What is expected: Lines before the one containing "if bionic is" are to be left out; that line and every line after it, through the last line below, are to be reproduced exactly.

[Stored items]
● ● ● ● ● ● ●

PR #9643, opened 2020-10-16
Some post-meson port build fixes

collinss:
- debian build: use debhelper >= 11 for meson support
- build: re-add missing defines to suppress some extra noise in the logs.


Fantu:
thanks for debian changes, in debian/rules can be removed also "DHFLAGS=--parallel" that is default in newer debhelper

if bionic is not supported anymore (and only focal and buster) can do debhelper-compat (= 12), instead of debhelper (>= 11.1~) and remove debian/compat

mtwebster:
Added the other changes here: https://github.com/linuxmint/cinnamon/commit/f9ae00edd00f9ec66ba8cd31931a951f09ae167c

PR #9664, opened 2020-10-20
Simplify spice version checks

clefebvre:
Change how some of the metadata fields are interpreted.

- Don't read "multiversion" anymore, always assume it is TRUE.
- No longer interpret "cinnamon-version" as an array which should contain our version but as an array which should contain any version lower than ours.
- No longer let the user load incompatible versions.
- Always assume forward compatibility.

● ● ● ● ● ● ●

Exercise answer:
if bionic is not supported anymore (and only focal and buster) can do debhelper-compat (= 12), instead of debhelper (>= 11.1~) and remove debian/compat

mtwebster:
Added the other changes here: https://github.com/linuxmint/cinnamon/commit/f9ae00edd00f9ec66ba8cd31931a951f09ae167c

PR #9664, opened 2020-10-20
Simplify spice version checks

clefebvre:
Change how some of the metadata fields are interpreted.

- Don't read "multiversion" anymore, always assume it is TRUE.
- No longer interpret "cinnamon-version" as an array which should contain our version but as an array which should contain any version lower than ours.
- No longer let the user load incompatible versions.
- Always assume forward compatibility.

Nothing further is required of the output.